Throughout this part, "specialized dataset" consistently refers to data assets constructed around a specific task, scenario, or evaluation protocol; "sample schema" refers to the structural convention covering fields, inputs, outputs, supervision signals, and quality labels; and "evaluation protocol" refers to metrics, splits, baselines, error attribution, and reproduction conditions. Each case study should make explicit the engineering problem the dataset addresses, rather than merely introducing its name, scale, or model task.

Table of Contents for This Part

Reading Order

Chapter 38 combines FineWeb and Dolma, focusing on open Web text extraction, filtering and deduplication, privacy processing, source ledgers, and attributable evaluation. It is best read together with Part 2 on text pre-training data engineering and Part 13 on pre-training recipes.

Chapter 39 focuses on LAION-5B and DataComp, covering image-text candidate pools, multimodal filtering channels, quality evaluation, and governance boundaries. It extends the open Web source discussion from Chapter 38 and transitions toward image-text multimodal data engineering in Part 3.

Chapter 40 combines StructBill-CN and SparseTable-Bench, focusing on visual documents, bill fields, table structures, and robustness to empty cells. It is best read together with Part 3 on OCR, multimodal images, and cross-modal alignment.

Chapter 41 combines multi-chart infographics and MedImage-ToolVQA, focusing on visual evidence, cross-chart reasoning, medical image ROI, and tool-call trajectories. It connects naturally to Part 6 on agent data, Part 10 on Data Engineering Agents, and Part 11 on privacy and compliance.

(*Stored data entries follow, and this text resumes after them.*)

PR #2589, opened 2020-04-28
Closes #2520 Rewrite both http & https versions of the URLs to the CDN URL

### LINKED ISSUE #2520: CDN rewriting doesn't work when WP_HOME/WP_SITE_URL scheme is different than the site's URLs
When the `WP_HOME` is using `http` but the site's URLs are using `https`, e.g. there is an htaccess redirect from `http` to `https` CDN rewriting doesn't take place.

This is because of the `str_replace()` in the `rewrite_url` method of the `CDN` class:
https://github.com/wp-media/wp-rocket/blob/00cf7a1c5e0b2e7354b0aa76ca86603ee4420eae/inc/classes/CDN/CDN.php#L120

**Example:**
http://sandbox.onlinephpfunctions.com/code/1521df9f18dd8b11edf02e77f9994656078f6539

**To Reproduce**

1. Make sure the `WP_HOME` and `WP_SITE_URL` are using `http`.
2. Enable `http` to `https` redirection in the  `.htaccess` file.
3. Enable the CDN option.
4. Check the website. Static assets will not be rewritten to point to the CDN.

**Expected behavior**
Static assets should be pointing to the CDN.

**Additional context**

Using the `rocket_is_ssl_website()` function before the `string_replace()` resolves the issue:
```PHP
if( rocket_is_ssl_website() ) {
    $home_parts['scheme'] = 'https';
}
```
**Related ticket:**
https://secure.helpscout.net/conversation/1116358022/153068/

- [x] Reproduce the problem
- [x] Identify the root cause
- [x] Scope a solution
- [x] Estimate the effort

Tabrisrp:
Closes #2520

This PR also fixes an issue where the assets are not correctly rewritten when using i18n plugins with a subdomain or different domain configuration.

- [x] Update classes & tests to new architecture
- [x] Update `rewrite_url` to replace both http & https
- [x] Update tests
- [x] QA


inc/Engine/CDN/ServiceProvider.php
```diff
@@ -0,0 +1,38 @@
...
+	 * Registers the services in the container
+	 *
+	 * @return void
+	 */
+	public function register() {
+		$this->getContainer()->share( 'cdn', 'WP_Rocket\Engine\CDN\CDN' )
+			->withArgument( $this->getContainer()->get( 'options' ) );
+		$this->getContainer()->share( 'cdn_subscriber', 'WP_Rocket\Engine\CDN\Subscriber' )
+			->withArgument( $this->getContainer()->get( 'options' ) )
+			->withArgument( $this->getContainer()->get( 'cdn' ) );
```
hellofromtonya, line 36:
```suggestion
		$options = $this->getContainer()->get( 'options' );
		
		$this->getContainer()->share( 'cdn', 'WP_Rocket\Engine\CDN\CDN' )
			->withArgument( $options );
		$this->getContainer()->share( 'cdn_subscriber', 'WP_Rocket\Engine\CDN\Subscriber' )
			->withArgument( $options )
			->withArgument( $this->getContainer()->get( 'cdn' ) );
```

inc/Engine/CDN/Subscriber.php
```diff
@@ -118,7 +112,7 @@ public function rewrite_css_properties( $content ) {
 			return $content;
 		}
 
-		if ( ! $this->options->get( 'cdn' ) ) {
+		if ( ! $this->options->get( 'cdn', 0 ) ) {
```
hellofromtonya, line 115: This pattern repeats in the class. Let's move it to a method to encapsulate the knowledge of how to get the `'cdn'` option and its default.

tests/Fixtures/inc/Engine/CDN/CDN/rewrite.php
```diff
@@ -0,0 +1,14 @@
+<?php
+
+return [
+	'testDefaultSiteURL' => [
+		'site_url' => 'http://example.org',
+		'original' => file_get_contents( WP_ROCKET_TESTS_FIXTURES_DIR . '/inc/Engine/CDN/CDN/HTML/siteURL/original.html' ),
+		'expected' =>file_get_contents( WP_ROCKET_TESTS_FIXTURES_DIR . '/inc/Engine/CDN/CDN/HTML/siteURL/rewrite.html' ),
```
hellofromtonya, line 7:
```suggestion
		'expected' => file_get_contents( WP_ROCKET_TESTS_FIXTURES_DIR . '/inc/Engine/CDN/CDN/HTML/siteURL/rewrite.html' ),
```

tests/Fixtures/inc/Engine/CDN/CDN/rewrite.php
```diff
@@ -0,0 +1,14 @@
...
+	],
+	'testSiteURLWithPath' => [
+		'site_url' => 'http://example.org/blog',
+		'original' => file_get_contents( WP_ROCKET_TESTS_FIXTURES_DIR . '/inc/Engine/CDN/CDN/HTML/siteURLWithPath/original.html' ),
+		'expected' =>file_get_contents( WP_ROCKET_TESTS_FIXTURES_DIR . '/inc/Engine/CDN/CDN/HTML/siteURLWithPath/rewrite.html' ),
```
hellofromtonya, line 12:
```suggestion
		'expected' => file_get_contents( WP_ROCKET_TESTS_FIXTURES_DIR . '/inc/Engine/CDN/CDN/HTML/siteURLWithPath/rewrite.html' ),
```

tests/Fixtures/inc/Engine/CDN/Subscriber/rewrite.php
```diff
@@ -0,0 +1,14 @@
+<?php
+
+return [
+	'testDefaultSiteURL' => [
+		'site_url' => 'http://example.org',
+		'original' => file_get_contents( WP_ROCKET_TESTS_FIXTURES_DIR . '/inc/Engine/CDN/Subscriber/HTML/siteURL/original.html' ),
+		'expected' =>file_get_contents( WP_ROCKET_TESTS_FIXTURES_DIR . '/inc/Engine/CDN/Subscriber/HTML/siteURL/rewrite.html' ),
```
hellofromtonya, line 7:
```suggestion
		'expected' => file_get_contents( WP_ROCKET_TESTS_FIXTURES_DIR . '/inc/Engine/CDN/Subscriber/HTML/siteURL/rewrite.html' ),
```

tests/Fixtures/inc/Engine/CDN/Subscriber/rewrite.php
```diff
@@ -0,0 +1,14 @@
...
+	],
+	'testSiteURLWithPath' => [
+		'site_url' => 'http://example.org/blog',
+		'original' => file_get_contents( WP_ROCKET_TESTS_FIXTURES_DIR . '/inc/Engine/CDN/Subscriber/HTML/siteURLWithPath/original.html' ),
+		'expected' =>file_get_contents( WP_ROCKET_TESTS_FIXTURES_DIR . '/inc/Engine/CDN/Subscriber/HTML/siteURLWithPath/rewrite.html' ),
```
hellofromtonya, line 12:
```suggestion
		'expected' => file_get_contents( WP_ROCKET_TESTS_FIXTURES_DIR . '/inc/Engine/CDN/Subscriber/HTML/siteURLWithPath/rewrite.html' ),
```

tests/Integration/inc/Engine/CDN/Subscriber/rewrite.php
```diff
@@ -0,0 +1,81 @@
...
+		return $this->site_url;
+	}
+
+	public function setContentURL() {
+		return $this->content_url;
+	}
+
+	public function setIncludesURL() {
+		return $this->includes_url;
+	}
```
hellofromtonya, line 80: There are repeating methods in this bunch. Let's create an `TestCase` for the `CDN` and move these methods to it. Then we can share it amongst all the tests in this bunch.

Screenfeed:
Isn't it a bit risky to replace all `get_option( 'home' )` by `site_url()` like this?

Tabrisrp:
> Isn't it a bit risky to replace all get_option( 'home' ) by site_url() like this?

I did this to bring more consistency with the rest of the plugin.

On the 2 occurrences, only the `site_url()` host part is used. Can we think of scenarii where the host value from `home` and `site_url` are different?

inc/Engine/CDN/Subscriber.php
Tabrisrp: https://github.com/wp-media/wp-rocket/pull/2589/commits/0143b88bf6ffa55847b18305f7e4ce1ad0e409ac

Screenfeed:
>Can we think of scenarii where the host value from `home` and `site_url` are different?

Some multilingual plugin with a dedicated domain for each language. Also, maybe some host companies where the admin panel is not located at the same place from the front, but I'm not sure the host value changes in this case.
Anyway, these cases must be handled with a 3rd party compatibility layer I guess. But I'm just wondering if we will introduce a bug by doing this.

Tabrisrp:
> Some multilingual plugin with a dedicated domain for each language.

the plugin would filter `site_url` and return the appropriate domain, so the replacement would still work as expected, no? The same if the i18n plugin is used with subdomains configuration.

Screenfeed:
>the plugin would filter `site_url` and return the appropriate domain

Wouldn't it filter `home_url` instead?
For example that's what WPML does:
```php
public function add_global_hooks() {
	add_filter( 'home_url', array( $this, 'home_url_filter' ), - 10, 4 );
	// posts and pages links filters
	add_filter( 'post_link', array( $this, 'permalink_filter' ), 1, 2 );
	add_filter( 'post_type_link', array( $this, 'permalink_filter' ), 1, 2 );
	add_filter( 'wpml_filter_link', array( $this, 'permalink_filter' ), 1, 2 );
	add_filter( 'get_edit_post_link', array( $this, 'get_edit_post_link' ), 1, 3 );
}
```
But I'm not sure the custom domain would be applied here, it may be elsewhere in the plugin.

piotrbak:
Tested this PR with WPML subdomain site. HTTP/HTTPS rewrites worked correctly. In this setup replacing ` get_option( 'home' );` in `rewrite_url()` and `get_base_url()` with any of the following solved the problem:
- `site_url()`
- `home_url()`
- `get_home_url()`

inc/Engine/CDN/CDN.php
```diff
@@ -207,7 +205,7 @@ public function get_cdn_urls( $zones = 'all' ) {
 	 * @return string
 	 */
 	private function get_base_url() {
-		return '//' . wp_parse_url( get_option( 'home' ), PHP_URL_HOST );
+		return '//' . wp_parse_url( site_url(), PHP_URL_HOST );
```
hellofromtonya, line 208: Let's talk about `site_url()` vs. `home_url()` to replace `get_option( 'home' )`:

- WordPress' `home_url()` function grabs `get_option( 'home' ):
```php
	if ( empty( $blog_id ) || ! is_multisite() ) {
		$url = get_option( 'home' );
	} else {
		switch_to_blog( $blog_id );
		$url = get_option( 'home' );
		restore_current_blog();
	}
```
- Polylang, WPML, and qTranslate all use the filter `'home_url`' and none use `'site_url'`
- These same i18n plugins also use `home_url()`
- It seems all of them use `home_url()` and `'home_url'` filter for getting or setting the right language

@Tabrisrp It seems `home_url()` is more aligned with the original functionality than `site_url()`. 

Switching this code from `get_option( 'home' )` to `home_url()` is a good strategy to fire the filter which then triggers the language plugins and anything else that filters the home URL.

Tabrisrp: > Polylang, WPML, and qTranslate all use the filter 'home_url' and none use 'site_url'

That's not entirely true. Polylang definitely filters `site_url` (2 occurrences in the current code), WPML too since we tested it on a customer website above.

`site_url` is used in WP as the base URL for anything in `wp_includes|wp-content|wp-content/uploads`, so it made sense to me to use it. But in the end the `host` part of either `home_url()` or `site_url()` should be the same, so I don't mind switching to `home_url()` there. Going to make the change in a bit.

hellofromtonya:
>I did this to bring more consistency with the rest of the plugin.

@Tabrisrp This is a great point. Do you think we need a helper function to centralize how we grab the URL, i.e. one place where we can ensure the code is consistently handling this task? What do you think? Is that overkill or helpful?

Tabrisrp:
I can see `home_url()` and `site_url()` values that could be part of the "configuration" system that we plan on using to replace constants.

inc/classes/ServiceProvider/class-common-subscribers.php
```diff
@@ -63,11 +61,6 @@ public function register() {
 		$this->getContainer()->share( 'expired_cache_purge_subscriber', 'WP_Rocket\Subscriber\Cache\Expired_Cache_Purge_Subscriber' )
 			->withArgument( $this->getContainer()->get( 'options' ) )
```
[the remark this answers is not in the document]
Tabrisrp: https://github.com/wp-media/wp-rocket/pull/2589/commits/7a20212d504a974148db5532beab9467e214fdfe

inc/Engine/CDN/CDN.php
Tabrisrp: https://github.com/wp-media/wp-rocket/pull/2589/commits/b587bf701af10ed681825e8218d9f6f7a03ade54

hellofromtonya:
>I can see home_url() and site_url() values that could be part of the "configuration" system that we plan on using to replace constants.

Agreed. We'll tackle that when we move to configuration architecture in the future. Thanks.

inc/Engine/CDN/CDN.php
```diff
@@ -108,14 +104,17 @@ public function rewrite_url( $url ) {
 			return rocket_add_url_protocol( $cdn_url . '/' . ltrim( $url, '/' ) );
 		}
 
-		$home       = get_option( 'home' );
+		$home       = home_url();
 		$home_parts = wp_parse_url( $home );
```
hellofromtonya, line 108: The `$home` var isn't used past the next line of code. Right? As the function is named "home_url", it's clear what gets returned from it. Therefore, I think we can combine these 2 lines of code.

What are the advantages?

- Less memory
- Less processing
+ One less line of code to maintain

inc/Engine/CDN/CDN.php
```diff
@@ -207,7 +205,7 @@ public function get_cdn_urls( $zones = 'all' ) {
 	 * @return string
 	 */
 	private function get_base_url() {
-		return '//' . wp_parse_url( get_option( 'home' ), PHP_URL_HOST );
+		return '//' . wp_parse_url( home_url(), PHP_URL_HOST );
```
hellofromtonya, line 208: We are getting `home_url()` 2x in this class. That means it'll go through the filtering 2x. To make this more performant, let's move it to a private method and add a property. If the property is not populated, them get `home_url()`; else, return the property.

inc/classes/ServiceProvider/class-common-subscribers.php
```diff
@@ -46,36 +44,33 @@ class Common_Subscribers extends AbstractServiceProvider {
...
+			->withArgument( $options );
 		$this->getContainer()->add( 'critical_css_generation', 'WP_Rocket\Optimization\CSS\Critical_CSS_Generation' );
 		$this->getContainer()->add( 'critical_css', 'WP_Rocket\Optimization\CSS\Critical_CSS' )
 			->withArgument( $this->getContainer()->get( 'critical_css_generation' ) );
 		$this->getContainer()->share( 'critical_css_subscriber', 'WP_Rocket\Subscriber\Optimization\Critical_CSS_Subscriber' )
 			->withArgument( $this->getContainer()->get( 'critical_css' ) )
-			->withArgument( $this->getContainer()->get( 'options' ) );
+			->withArgument( $options );
 		$this->getContainer()->add( 'expired_cache_purge', 'WP_Rocket\Cache\Expired_Cache_Purge' )
 			->withArgument( WP_ROCKET_CACHE_PATH );
```
hellofromtonya, line 61: Let's go ahead and wrap this constant in `rocket_get_constant( 'WP_ROCKET_CACHE_PATH' );`. I'm seeing instances in our test scenarios where we may need to alter this value.

tests/Integration/inc/Engine/CDN/Subscriber/TestCase.php
```diff
@@ -0,0 +1,32 @@
+<?php
+
+namespace WP_Rocket\Tests\Integration\inc\Engine\CDN\Subscriber;
+
+use WPMedia\PHPUnit\Integration\TestCase as BaseTestCase;
+
+class TestCase extends BaseTestCase {
```
hellofromtonya, line 7: Make this `abstract`.

tests/Integration/inc/Engine/CDN/Subscriber/rewrite.php
```diff
@@ -0,0 +1,60 @@
...
+		return $this->getTestData( __DIR__, 'rewrite' );
+	}
+
+	public function setContentURL() {
+		return $this->content_url;
+	}
+
+	public function setIncludesURL() {
+		return $this->includes_url;
+	}
```
hellofromtonya, line 59: Move these to the test case too, just in case we need them in the future for other tests.

tests/Unit/inc/Engine/CDN/CDN/rewrite.php
```diff
@@ -0,0 +1,45 @@
...
+			if ( strpos( $url, 'http://' ) !== false || strpos( $url, 'https://' ) !== false ) {
+				return $url;
+			}
+
+			if ( substr( $url, 0, 2 ) === '//' ) {
+				return 'http:' . $url;
+			}
+
+			return 'http://' . $url;
+		} );
```
hellofromtonya, line 32: Let's create a base test case for the module and move these stubs into there. It'll reduce the code in the individual tests.

Tabrisrp: they all depend on values passed from the fixtures to the test itself, that's why I didn't move them into the testCase.

hellofromtonya: Good point!

inc/classes/ServiceProvider/class-common-subscribers.php
Tabrisrp: https://github.com/wp-media/wp-rocket/pull/2589/commits/5fabd07e111b0cf8cfeb8036f4f4bdde1d6c3ec2

inc/Engine/CDN/CDN.php
Tabrisrp: https://github.com/wp-media/wp-rocket/pull/2589/commits/7c2ec6c8f0c776c7b86cf3a17d81daf192df446e

inc/Engine/CDN/CDN.php
Tabrisrp: https://github.com/wp-media/wp-rocket/pull/2589/commits/7c2ec6c8f0c776c7b86cf3a17d81daf192df446e

tests/Integration/inc/Engine/CDN/Subscriber/rewrite.php
Tabrisrp: https://github.com/wp-media/wp-rocket/pull/2589/commits/680c402d2ee1b0611609890244583b4b81a76e49

tests/Integration/inc/Engine/CDN/Subscriber/TestCase.php
Tabrisrp: https://github.com/wp-media/wp-rocket/pull/2589/commits/680c402d2ee1b0611609890244583b4b81a76e49

hellofromtonya:
@wp-media/dev-qa @piotrbak @arunbasillal This PR is ready for QA.

Tabrisrp:
It's a different issue than the one for this PR, so if it happens we can create a new issue and work on that.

Chapter 42 treats VoiceStyleControl as a focused speech and audio interaction case, covering S2S, TTS, style labels, authorization status, and misuse-risk governance. It echoes Part 3's discussion of video and audio data engineering.

Chapter 43 treats Latent-Switch-69K as a focused reasoning-trace case, covering Long-CoT compression, latent budgets, student sequences, and supervision masks. It connects forward to Part 13 on post-training, reasoning models, RL data engineering, and the R1 reasoning flywheel case in Part 14.